Getting kids to take their medicine can sometimes be a monumental task. Even Meghann Wellard, a nurse practitioner with Arundel Pediatrics in Arnold, has had a tough time with it.
“I am struggling giving my 8-year-old liquid medicine right now for strep, and I have had to pull out all of my tricks,” she says.
There are plenty of tricks for parents dealing with sick kids who refuse to take their medicine. Here is some advice from Wellard, Dr. Margaret Turner of Annapolis Pediatrics and Dr. Ettaly Jobes from Chesapeake Pediatrics in Annapolis.
Give choices. Kids like to be in control. If you give them choices such as how they want to take the medication, it may go better, Wellard says. They can choose to take it as a pill or liquid or choose plain or flavored, she says.
Flavor or chase the medicine. Pharmacists can often flavor bad-tasting medicine, the doctors say. Turner also recommends chasing a medication with chocolate syrup, chocolate chips or anything the child likes. Jobes and Wellard suggest mixing the medicine with chocolate syrup, applesauce, yogurt or even ice cream — just make sure the child eats it all.
Offer rewards. Positive motivation or bribery is a good way to get kids to take medication, all three practitioners agree.
Start a sticker chart. Make a chart that marks off how many doses a child has taken and how many are left.
Have a positive attitude. Children sense frustration, Jobe says. If a parent is stressed, the child becomes tense as well, Wellard adds.
Avoid the taste buds. Syringe the medication into the cheek pouch, avoiding the tongue, Jobes suggests. Hold the child’s nose to mask bad flavor.
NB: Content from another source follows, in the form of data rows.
PR #717, opened 2021-05-15
Add file check tests for opa

### LINKED ISSUE #713: OPA networking tests don't pick up new/deleted files
## Expected Behavior

If you add or remove an environments-networking json file, the tests should fail unless you update the tests.

## Actual Behavior

Nothing happens

  1. Add a new networking file
  1. Run tests
  1. Watch for lack of failure

davidkelliott:
OPA doesn't check the presence/absence of files because to test the json
you pass in a file, if you don't pass in a file then it can't run a test
against it.  To get round this I've added a bash check, reusing some of
the original bash check jq where possible.

Also added missing performance hub files to enable to tests to be
passing.

Resolves #713


donmasters (approved):
LGTM

PR #730, opened 2021-05-17
Add accessing the AWS console user guidance

davidkelliott:
Adding guidance on how to access the AWS console for users.  Also adding
place holder pages for the other steps users will need to do.


donmasters (approved):
LGTM

PR #737, opened 2021-05-18
Fix bug where options aren't passed in correctly

davidkelliott:
Because the options variable was in quotes it was being passed into the
command as a string


donmasters (approved):
LGTM

PR #742, opened 2021-05-19
Add networking documentation

davidkelliott:
Add networking vpc and subnet documentation.


source/concepts/networking/networking-approach.html.md.erb
```diff
@@ -0,0 +1,93 @@
...
+Protected subnets are created per account and used for [VPC endpoints](https://docs.aws.amazon.com/vpc/latest/privatelink/vpc-endpoints.html). We provide the following VPC endpoints as standard, and can add additional ones as required:
+
+* SSM Messages
+* S3
+* EC2
+* EC2 Messages
+
+##### Transit Gateway
+
+The [transit gateway](https://docs.aws.amazon.com/vpc/latest/tgw/what-is-transit-gateway.html) subnets are created per account to allow access to other accounts and services via the transit gateway.
```
donmasters, line 70: Is it worth mentioning that NACL rules should not be applied to Transit Gateway subnets, as this would break the networking model

source/concepts/networking/networking-approach.html.md.erb
```diff
@@ -0,0 +1,93 @@
...
+
+#### NACLs
+
+Access to the subnets is controlled with [Network ACLs (NACLs)](https://docs.aws.amazon.com/vpc/latest/userguide/vpc-network-acls.html).
+
+By default these NACLs are locked down, allowing only egress and ingress to the public subnets.  We can add additional rules to allow your application to talk to services in different subnet sets as needed.
```
donmasters, line 76: could mention that egress traffic is allowed by a centralised NAT in network services account

donmasters (commented):
This looks good, just left a couple of comments

Also is the Transit Gateway mentioned somewhere else, as it would be worth mentioning that it has two routing tables that split non-prod-data and prod-data

donmasters (approved):
LGTM

PR #1269, opened 2021-11-16
Add security group permissions to member delegation role

zuriguardiola:
This allows creation and deletion of security groups


davidkelliott (approved):
👍

PR #1274, opened 2021-11-16
Add security group permissions

zuriguardiola:
Used this as an example for allowing deletion and creation of security groups

https://docs.aws.amazon.com/AWSEC2/latest/UserGuide/iam-policies-ec2-console.html#ex-security-groups


ezman (approved):
LGTM

PR #1280, opened 2021-11-17
core-vpc-sandbox-cidr-allocation-update

donmasters:
- update cidr-allocation.md with new CIDR range for core-vpc-sandbox
- move sprinkler and cooker applications to use new CIDR space above


gfou-al (approved):
Looks good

Encourage pill swallowing. Have children practice swallowing a small piece of candy so they can learn to take pills. Kids as young as 4 can learn to swallow pills, Jobes says.
Don’t call medicine candy. Doing so can confuse children. They may eat a bottle of vitamins or chewable Tylenol because they don’t know the difference between medicine and candy, Turner says.
Don’t threaten kids with a shot. This is not always an option and may lead children to think shots are punishment, Turner says.